An image taken by the Curiosity Rover MastCam instrument shows layered sedimentary rocks composing Mount Sharp. The rover has been driving from the floor of Gale crater up through the rocks within these hills in order to understand how the rocks change from lower in the section (older) to higher in the section (younger). The rover have traversed rocks over >400 meters of elevation from the beginning of the mission. Credit: NASA’s Mars Curiosity Rover
In 2012, NASA landed the rover Curiosity in the Gale crater on Mars because the crater was thought by many scientists to be the site of an ancient lake on Mars more than 3 billion years ago. Since that time, the rover has been driving along, carrying out geological analyses with its suite of instruments for over 3,190 sols (martian days, equivalent to 3278 earth days). After analyzing the data, researchers from Department of Earth Sciences, the Faculty of Science at HKU, have proposed that the sediments measured by the rover during most of the mission did not actually form in a lake.
The researcher team suggested that the large mound of sedimentary rocks explored and analyzed for the last eight years actually represent sand and silt deposited as air-fall from the atmosphere and reworked by the wind. The alteration minerals formed by the interaction between water and the sand did not occur in a lake setting. The “wet” environment, they propose, actually represents weathering similar to soil formation under rainfall in an ancient atmosphere that was very different from the present one.
These images show Gale crater in High Resolution Stereo Camera (HRSC) images, with elevation colorized in blue. The image on the left shows the standard model where Gale crater is generally assumed to have been a large lake (flooded to at least an elevation of ~4,000m). The image at the right is the model proposed by Liu et al., in which only very small, shallow lakes existed on the floor of Gale crater (with the crater flooded only to an elevation of approximately ~4,500m). Most the sediments were deposited from the atmosphere as air-fall deposits and later weathered from precipitation or ice-melt. A star marks the rover’s landing site. Credit: ESA/HRSC/DLR
The discovery was published recently in Science Advances in a paper led by research postgraduate student Jiacheng LIU, his advisor Associate Professor Dr. Joe MICHALSKI, and co-author Professor Mei Fu ZHOU, all of whom are affiliated with the Department of Earth Sciences. The researchers used chemistry measurements and x-ray diffraction (XRD) measurements, in addition to images of rock textures, to reveal how compositional trends in the rocks relate to geological processes.
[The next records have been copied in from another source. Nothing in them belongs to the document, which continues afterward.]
PR #395, opened 2026-03-26
refactor(tool): structured rule schema with where/do grouping

kakkoyun:
## Description

Introduce explicit `where` (selectors) and `do` (modifiers) blocks in rule YAML files, replacing the previous flat field layout where matcher and modifier fields were mixed at the same level.

**Before:**
```yaml
server_hook:
  target: net/http
  func: ServeHTTP
  recv: serverHandler
  before: BeforeServeHTTP
  after: AfterServeHTTP
  path: "github.com/.../server"
```

**After:**
```yaml
server_hook:
  where:
    target: net/http
    func: ServeHTTP
    recv: serverHandler
  do:
    inject_hooks:
      before: BeforeServeHTTP
      after: AfterServeHTTP
      path: "github.com/.../server"
```

The modifier name inside `do` determines the rule type: `inject_hooks`, `inject_code`, `add_struct_fields`, `add_file`, `wrap_call`, `expand_directive`, `assign_value`.

A `normalizeRule()` function at the YAML parsing boundary translates the new format to the internal flat representation — rule structs, constructors, validation, and JSON serialization are unchanged.

## Motivation

Rules have two concerns — **what to match** and **what to do** — but they were expressed as a flat bag of fields. Scanability suffers: it takes effort to tell selectors from modifiers without knowing the rule type. The new schema makes intent visible at a glance and gives future modifier types (`prepend_statements`, `modify_body`, etc.) a natural place to live.

ADR: `docs/adr/0003-structured-rule-schema.md`

---

## Checklist

- [x] Tests pass: `make test`

### DIFF
--- a/docs/adr/0003-structured-rule-schema.md
+++ b/docs/adr/0003-structured-rule-schema.md
@@ -1,0 +1,108 @@
+# 3. Structured Rule Schema (where/do)
+
+Date: 2026-03-26
+
+## Status
+
+Accepted
+
+## Context
+
+Rule YAML files define compile-time instrumentation rules. Each rule has two concerns:
+
+- **Matching**: which code to target (`target`, `func`, `recv`, `struct`, `version`, …)
+- **Modifying**: what transformation to apply (`before`, `after`, `path`, `raw`, `new_field`, …)
+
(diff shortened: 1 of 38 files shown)


kakkoyun:
This will be handling as part of #377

“Jiacheng has demonstrated some very important chemical patterns in the rocks, which cannot be explained in the context of a lake environment,” said Dr. Michalski. “The key point is that some elements are mobile, or easy to dissolve in water, and some elements are immobile, or in other words, they stay in the rocks. Whether an element is mobile or immobile depends not only on the type of element but also on the properties of the fluid. Was the fluid acidic, saline, oxidizing, etc. Jiacheng’s results show that immobile elements are correlated with each other, and strongly enriched at higher elevations in the rock profile. This points toward top-down weathering as you see in soils. Further, he shows that iron is depleted as weathering increases, which means that the atmosphere at the time was reducing on ancient Mars, not oxidizing like it is in the modern day, rusted planet.”
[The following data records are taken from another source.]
PR #400, opened 2026-03-26
feat(tool): add --stats flag for toolexec timing

### LINKED ISSUE #389: chore: add built-in pprof support for otelc
> One of the features in `orchestrion` helped us a lot is built-in profiling support, so I will create another issue for it https://datadoghq.dev/orchestrion/contributing/performance/#built-in-profiling 

 _Originally posted by @kakkoyun in [#351](https://github.com/open-telemetry/opentelemetry-go-compile-instrumentation/issues/351#issuecomment-4110387023)_

kakkoyun:
## Description

Adds a hidden `--stats` flag (and `OTELC_STATS` env var) that logs wall-clock duration for every toolexec command invocation. When enabled, each compile/link/asm call emits a structured log entry:

```
tool=compile package=github.com/foo/bar duration=123.4ms duration_ms=123
```

**Changes:**
- `tool/util/shared.go` — `EnvOtelcStats = "OTELC_STATS"` constant, shared between `cmd` and `internal/instrument` to avoid import cycles
- `tool/cmd/stats.go` — new: `initStats` Before-hook reads `--stats` flag and sets the env var
- `tool/cmd/main.go` — hidden `--stats` flag with `Sources: cli.EnvVars(util.EnvOtelcStats)`; `initStats` chained after `initProfiling`
- `tool/internal/instrument/toolexec.go` — wraps `util.RunCmd` with `time.Now()`/`time.Since()` when `OTELC_STATS` is set; logs tool, package, duration

## Motivation

Needed for benchmarking otelc against Orchestrion. Per-tool timing identifies which compilation phases are slowest and where instrumentation overhead concentrates.

`OTELC_STATS` propagates to child toolexec processes automatically via `os.Environ()` in `BuildWithToolexec` — the same pattern used by `OTELC_PROFILE_PATH`.

Fixes #389

---

## Checklist

- [x] Tests pass: `make test`


tool/internal/instrument/toolexec.go
```diff
@@ -366,5 +367,19 @@ func Toolexec(ctx context.Context, args []string) error {
...
+	}
+	tool := filepath.Base(args[0])
+	pkg := util.FindFlagValue(args, "-p")
+	start := time.Now()
+	err := util.RunCmd(ctx, args...)
+	elapsed := time.Since(start)
+	util.LoggerFromContext(ctx).InfoContext(ctx, "toolexec stats",
+		"tool", tool,
+		"package", pkg,
+		"duration", elapsed,
```
txabman42, line 381: `duration` and `duration_ms` are redundant. Do we need both?

kakkoyun: Probably we don't. It depends on the precision you want.

tool/internal/instrument/toolexec.go
```diff
@@ -366,5 +367,19 @@ func Toolexec(ctx context.Context, args []string) error {
 	}
 
 	// Run the command
-	return util.RunCmd(ctx, args...)
+	if os.Getenv(util.EnvOtelcStats) == "" {
```
y1yang0, line 370: Maybe stat in Go build? there, we can get the flags directly from cmd.cli.Command

```
func GoBuild(){
	...
	start := time.Now()
	err := Setup(ctx, cmd)
	if err != nil {
		return err
	}
	logger.InfoContext(ctx, "Setup completed successfully")
	end := time.Now()
	logger.DebugContext("setup stats",...)

	start = time.Now()
	err = BuildWithToolexec(ctx, cmd)
	if err != nil {
		return err
	}
	logger.InfoContext(ctx, "Instrumentation completed successfully")
	end = time.Now()
	logger toolexec stat....
	return nil
}

}
```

Understanding how the Martian atmosphere, and the surface environment as a whole, evolved is important for the exploration for possible life on Mars, as well as our understanding of how Earth may have changed during its early history. “Obviously, studying Mars is extremely difficult, and the integration of creative and technologically advanced methodologies are necessary. Liu and co-authors have made intriguing observations via the utilization of remote sensing techniques to understand the chemical composition of ancient sediments that inform on their early development. Their data present challenges to existing hypotheses for both the depositional environment of these unique rock formations and the atmospheric conditions that they formed under – specifically, the authors show evidence for weathering processes under a reducing atmosphere in a subareal environment similar to a desert, rather than formation in an aqueous lake environment. Indeed, this work will inspire new and exciting directions for future research.” Assistant Professor from Department of Earth Science Dr. Ryan McKenzie added.
China successfully landed its first lander, Zhurong, on Mars in May this year. Zhurong is currently roving the plains of Utopia Planitia, exploring mineralogical and chemical clues to recent climate change. China is also planning a sample return mission likely to occur at the end of this decade.
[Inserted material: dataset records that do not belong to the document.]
PR #405, opened 2026-03-30
fix(tool): mixed std error and stackful error

y1yang0:
mixed std error and stackful error


.tools/golangci.yml
```diff
@@ -212,6 +212,12 @@ linters:
         # Forbid fmt.Print* in non-main packages (use structured logging instead)
         - pattern: '^(fmt\.Print(|f|ln)|print|println)$'
           msg: use structured logging instead of fmt.Print*
+        # Forbid fmt.Errorf - use ex.Newf or ex.Wrapf instead for stack traces
+        - pattern: '^fmt\.Errorf$'
```
kakkoyun, line 216: 👍

tool/internal/profile/profile.go
```diff
@@ -124,32 +125,30 @@ func (s *Session) Stop() error {
 		return nil
 	}
 
-	var errs []error
-
 	if s.cpuFile != nil {
 		pprof.StopCPUProfile()
 		if err := s.cpuFile.Close(); err != nil {
-			errs = append(errs, fmt.Errorf("close CPU profile: %w", err))
+			return ex.Wrapf(err, "close CPU profile %q", s.cpuFile.Name())
```
kakkoyun: We need joins here, these early returns breaks the intended functionality. We want to clean things up properly.

kakkoyun (changes requested):
We need some sort of `Join` to support multiple mode failures at once without early returns.

tool/internal/profile/profile.go
y1yang0: You are right, I removed `ex.Join` initially to expedite the fix, let me implement it completely

kakkoyun (approved):

Issue #351, opened 2026-03-12
On-going performance benchmarking (overhead vs. vanilla Go)


txabman42:
Contributing to https://github.com/open-telemetry/opentelemetry-go-compile-instrumentation/issues/261

CI/CD: On-going performance benchmarking (overhead vs. vanilla Go)

---

Proposal: add a CI benchmark that tracks compile times for our demo apps over time.
	•	Run in a clean/isolated environment (pinned Go version, consistent machine/runner).
	•	Measure compile time for the same program using:
	1.	plain go toolchain (baseline)
	2.	otelc (instrumented)
	•	Execute each benchmark N times (we can use Go’s native benchmarking harness to reduce noise).
	•	Store results somewhere persistent (details TBD).
	•	Analyze trends over time and define a regression threshold.

Automation idea: a GitHub Action evaluates the latest run vs. historical baseline:
	•	If there’s a statistically significant regression: automatically open (or update) an issue and block the next release until it’s triaged.
	•	If the regression is expected (known change): document it and close/annotate the alert.

y1yang0:
This roadmap item was proposed by @kakkoyun . @kakkoyun , could you please elaborate on it? Thanks

txabman42:
I'll try to push this issue

txabman42:
This first PR https://github.com/open-telemetry/opentelemetry-go-compile-instrumentation/pull/425 allows us to control the overhead limit.

We can complicate this a bit more by adding the following features using [continuous-benchmark](https://github.com/marketplace/actions/continuous-benchmark):
- Store historical bench results
- Compare the PR bench results against the last ones and block the PR if it goes over the defined threshold

WDYT about pushing any of them right now?

y1yang0:
+1 for `Store historical bench results`

kakkoyun:
Let's start with storing and start gathering the trends. However, I'm a little bit reluctant to block anything at this stage. However, after v1.0.0 we should definitely put the gates in place.

txabman42:
Agree on just storing the bench results for now (https://github.com/open-telemetry/opentelemetry-go-compile-instrumentation/pull/430).

Currently, we compare go vs otelc under the same runner. However, in case we want to compare the bench results with the previous runs, we need to be very careful, as the current runners could apply ~20-30% variation in bench results. In case we go in the future in this direction, we'd need have more control over our runners.

txabman42:
[...]

PR #425, opened 2026-04-09
feat(test): add bench tests

txabman42:
Contributing to https://github.com/open-telemetry/opentelemetry-go-compile-instrumentation/issues/351

Current bench tests compare `go vs otelc` compile times under 3 different scenarios:
- `baseline`: just fmt
- `multi`: currently all available rules instrumented
- `largeidle`: a good amount of dependencies not instrumented

I'm open to discussing other scenarios.

The good thing about `go vs otelc` is that we don't care too much about historical perf evolution, which means we also don't care about the runners (which usually you end up needing dedicated or baremetal runners, etc.). So no need to push the adoption of tools like https://github.com/marketplace/actions/continuous-benchmark. With just some basic tricks (documented in `benchmarking.md`), we can obtain good enough results for `go vs otelc` comparison. I've experienced around ~<5% deviation between runs.

I let a 50% of extra overhead as an initial value, although we should define and document clearly our "SLOs".

Current results example:

```
2026/04/09 14:54:46 scenario=baseline      plain=3.443s (±0.007)  otelc=4.366s (±0.006)  overhead=+26.8%
2026/04/09 14:57:22 scenario=largeidle     plain=12.205s (±0.027)  otelc=13.625s (±0.002)  overhead=+11.6%
2026/04/09 15:01:13 scenario=multi         plain=14.900s (±0.076)  otelc=23.471s (±0.089)  overhead=+57.5%
```


txabman42:
Extra bench features to be discussed in https://github.com/open-telemetry/opentelemetry-go-compile-instrumentation/issues/351#issuecomment-4215766975, I want to keep this issue scoped to scenario definitions and bench workflow

y1yang0 (approved):

test/bench/scenarios/largeidle/main.go
```diff
@@ -0,0 +1,71 @@
...
+	_ "go.uber.org/multierr"
+	_ "golang.org/x/crypto/bcrypt"
+	_ "golang.org/x/crypto/sha3"
+	_ "golang.org/x/exp/maps"
+	_ "golang.org/x/text/language"
+	_ "golang.org/x/text/unicode/norm"
+	_ "gopkg.in/yaml.v3"
+)
+
+func main() {}
```
kakkoyun: How about making this more realistic? With the help of some agentic coding, I think we can make use of most of those packages. I want make sure we are not prone to any future compiler optimizations for deadcode elimination.

Exactly something like `scenarious/multi/main.go`

test/bench/cmd/bench/main.go
```diff
@@ -0,0 +1,233 @@
...
+		}
+	}
+	sort.Strings(names)
+	return names, nil
+}
+
+func buildArgs(prefix []string) []string {
+	args := make([]string, 0, len(prefix)+5)
+	args = append(args, prefix...)
+	return append(args, "go", "build", "-a", "-o", "app", ".")
```
kakkoyun, line 158: nit: Let's add a comment that we deliberately ignore all the cache and rebuild everything each time from scratch.

kakkoyun (approved):
LGTM. I only have small suggestions. 

Thanks for doing this!

test/bench/scenarios/largeidle/main.go
txabman42: Sure, done [a37157e](https://github.com/open-telemetry/opentelemetry-go-compile-instrumentation/commit/a37157e48ace2b0ec364741f4ef4b7fd9bcce46d)

test/bench/cmd/bench/main.go
txabman42: [a37157e](https://github.com/open-telemetry/opentelemetry-go-compile-instrumentation/commit/a37157e48ace2b0ec364741f4ef4b7fd9bcce46d)

kakkoyun (approved):

Issue #406, opened 2026-03-31
Add test capability to check if current hook satisfies latest SDK version


y1yang0:
As discussed in the slack, maintaining fixed version ranges for instrumented libraries (e.g., `version: v1.2.3, v1.7.0)` is a manual and potentially unscalable process. To ensure our instrumentation remains compatible with new library releases without constant manual intervention, we propose implementing a new automated test.

#### **Proposed Solution**

We should introduce a new CI test, tentatively named **`FetchingLatestVersion`**, which will allow us to use open-ended version ranges (e.g., `version: v1.2.3` only) with confidence.

#### **Expected Behavior**

1.  The test should run as part of the CI pipeline.
2.  For a given instrumented library, it should automatically fetch its **latest stable version** from its registry
3.  It will then run the corresponding integration/instrumentation tests against this latest version.
4.  **If the tests pass:** The build is successful. This confirms our assumption of forward compatibility.
5.  **If the tests fail**: The build must fail. This serves as an immediate alert to maintainers about a breaking change. In this scenario, the maintainer will need to split the instrumentation rule
    1. The existing rule's version range will be capped to define an upper bound (e.g., changing [v1.2.3,) to [v1.2.3, v4.5.6)).
    2. A new rule will be created for the new and subsequent versions (e.g., [v4.5.6,)).
    3. This new rule will require its own instrumentation implementation to handle the breaking changes.

#### **Benefits**

*   **Reduces Maintenance Burden:** Automates the process of verifying compatibility with new releases.
*   **Proactive Failure Detection:** Allows us to discover breaking changes immediately, rather than waiting for user reports.
*   **Increases Confidence:** Provides continuous assurance that our instrumentation works with the latest dependencies.

This feature is a critical testing capability for the long-term health of the project. This issue is to track its implementation and is open for community contribution.

txabman42:
I can take this, but I'd like to clarify the behavior first.

Some concerns with current proposal:
- Coupling CI to "latest" would make PRs break, which in the end is not related to the PR author
- "latest stable" could be tricky or at least it would require a better definition (github releases vs module proxy mismatch, etc.) 
- A flaky upstream release or having too restrictive assertions could make the test fail, which in reality it was perfectly compatible
- Could be too slow

All this could generate noise in the PRs

I'm thinking about splitting this into 2 tests:
[...]

PR #426, opened 2026-04-10
feat(instrumentation): Add k8s-client-go informers instrumentation

### LINKED ISSUE #462: feat(instrumentation) Support Kubernetes instrumentation
Implements k8s-client-go informers auto instrumentation to automatically emit traces from informer handlers

amazingakai:
Implements k8s-client-go informers auto instrumentation to automatically emit traces from informer handlers.

Follows [K8S semconv](https://opentelemetry.io/docs/specs/semconv/resource/k8s/) with some additional keys:
- k8s.object.uid (for generic/unknown objects)
- k8s.object.name (for generic/unknown objects)
- k8s.object.api_version
- k8s.object.kind

- k8s.objects.count
- k8s.objects.is_in_initial_list

Inspired by: https://github.com/alibaba/loongsuite-go-agent/tree/main/pkg/rules/k8s-client-go

Fixes #462


pkg/instrumentation/k8s-client-go/semconv/k8s_test.go
```diff
@@ -0,0 +1,348 @@
...
+func TestK8SObjectInfoTraceAttrs(t *testing.T) {
+	tests := []struct {
+		name     string
+		objInfo  K8SObjectInfo
+		expected map[string]any
+	}{
+		{
+			name: "basic pod",
+			objInfo: K8SObjectInfo{
+				UID:        "xxxxxxxx-xxxx-xxxx-xxxx-xxxxxxxxxxxx",
```
y1yang0, line 22: Can we generate real UUID instead?

pkg/instrumentation/k8s-client-go/hook.go
```diff
@@ -0,0 +1,179 @@
...
+
+	spanName := "k8s.informer.objects.process"
+	ctx, span := tracer.Start(context.Background(),
+		spanName,
+		trace.WithSpanKind(trace.SpanKindInternal),
+		trace.WithAttributes(attrs...),
+	)
+
+	ictx.SetParam(0, newK8SOtelEventHandler(handler, ctx))
+	ictx.SetData(map[string]any{
```
y1yang0: I suggest using SetKeyData instead

y1yang0 (commented):
Not an expert on this, but I have few comments

pkg/instrumentation/k8s-client-go/hook.go
amazingakai: Done

pkg/instrumentation/k8s-client-go/semconv/k8s_test.go
amazingakai: I dont think generating a UUID here would change the test. I can use a valid hardcoded one if you'd prefer.

amazingakai:
@y1yang0 I'd appreciate it if you could run a Copilot review on this PR. I don't have permission to request reviews myself.

amazingakai:
This is still missing a demo, I will add that in a separate PR to keep things reviewable.

NameHaibinZhang (approved):

NameHaibinZhang:
LGTM!

kakkoyun:
@amazingakai Let's rebase this and resolve conflicts. This is closer to done.

amazingakai:
@kakkoyun Done.

`TestLatestLibBuild` is currently failing because the latest `k8s.io/client-go` now requires Go 1.26.0. Should we skip the k8s client case in `TestLatestLibBuild` for now?

kakkoyun:
> @kakkoyun Done.
> 
> `TestLatestLibBuild` is currently failing because the latest `k8s.io/client-go` now requires Go 1.26.0. Should we skip the k8s client case in `TestLatestLibBuild` for now?

@amazingakai Yeah, unfortunately we will face similar issues in the future as well. We have the promise of supporting the latest two major releases. 

But I don't want us to skip the tests. So, here is the idea, let's split `LatestLibBuild` by major go version, and somehow maintain a list of integrations to test on specific versions. `stable` and `oldstable` already an establish pattern for `setup-go` and we already have separation for arch and platform. What do you think? Could you handle this in another PR? so that we can merge that one first.

txabman42:
@kakkoyun are you proposing sth similar to what discussed in this issue? https://github.com/open-telemetry/opentelemetry-go-compile-instrumentation/issues/406

### Idea 1
I've in mind to create a new issue for testing the current supported versions. My idea is sth like:
- [min_v, max_v] --> test both min_v and max_v
- min_v --> test min_v

For latest as upper limit --> just `LatestLibBuild` + `LatestLibRun` to catch them.

This wouldnt target the test for supporting latest 2 major releases, but boundaries of the supported versions per pkg

### Idea 2

Specify latest 2 major releases per pkg and test against them. Use renovate for upgrading those pkg versions

kakkoyun:
> @kakkoyun are you proposing sth similar to what discussed in this issue? #406
> 
> ### Idea 1
> I've in mind to create a new issue for testing the current supported versions. My idea is sth like:
> 
> * [min_v, max_v] --> test both min_v and max_v
> * min_v --> test min_v
> 
> For latest as upper limit --> just `LatestLibBuild` + `LatestLibRun` to catch them.
> 
> This wouldnt target the test for supporting latest 2 major releases, but boundaries of the supported versions per pkg
> 
> ### Idea 2
> Specify latest 2 major releases per pkg and test against them. Use renovate for upgrading those pkg versions

@txabman42 I liked both of the ideas. Ideally, our tool should be more resilient to minimum supported versions of the integrations. We can actually solve this by moving out the integrations from our workspace which we plan. 

I also like the ideas discussed in the issue. We can have a daily CI action to check whether the latest upstream changes are broken and maybe open an issue for those.

This definitely needs more thought. Let's discuss a plan in the next meeting. What do you think?

@amazingakai In the meanwhile to make this green, let's add a target version boundary for the supported client-go, and open an issue to track support for the most recent versions.

amazingakai:
@kakkoyun The CI would still fail even after adding a version boundary because `TestLatestLibBuild` tries to bump dependencies regardless of whether the latest version falls within our supported range, even though `otelc` doesn't actually instrument those dependencies. Should I fix this by skipping the bump when the latest version exceeds the max supported version in rules? I can do that in a separate PR :)

kakkoyun:
> Should I fix this by skipping the bump when the latest version exceeds the max supported version in rules? I can do that in a separate PR :)

@amazingakai I think this is the way to go. I'd appreciate the PR.

amazingakai:
Added some changes:
* Updated version bound in k8s instrumentation rules. The rules now support client-go versions >= v0.34.x and < v0.36.x.
* Created #556 for tracking client-go v0.36.x support.
* Updated the k8s integration test to run in parallel with the rest of the integration tests.
* Updated to use `where`/`do` schema.

kakkoyun (approved):

PR #431, opened 2026-04-20
fix(instrumentation): prevent reentrant OTel SDK initialization

amazingakai:
When a project depends on golang.google.org/grpc and OTEL_EXPORTER_OTLP_PROTOCOL is set to grpc, initializing the exporters (autoexport.NewSpanExporter/NewMetricReader) inside initInstrumentation/SetupOTelSDK calls grpc.NewClient.

This invokes BeforeNewClient gRPC instrumentation hook which calls initInstrumentation/SetupOTelSDK again. Since initInstrumentation/SetupOTelSDK use sync.Once, this recursive call causes a deadlock.

### DIFF
--- a/pkg/instrumentation/grpc/client/client_hook.go
+++ b/pkg/instrumentation/grpc/client/client_hook.go
@@ -40,11 +40,12 @@ type int64Hist interface {
 }
 
 var (
-	logger     = shared.Logger()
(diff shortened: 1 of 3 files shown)


kakkoyun (approved):
LGTM. Thanks for taking care of it.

About the research team at HKU:
The Department of Earth Sciences, Research Division for Earth and Planetary Science and the Laboratory for Space Research specializes in the applications of traditional Earth and environmental science techniques and skills for modern space science challenges. Dr. Joe Michalski operates the Planetary Spectroscopy and Mineralogy Laboratory at HKU, and is the Deputy Director of the Laboratory for Space Research.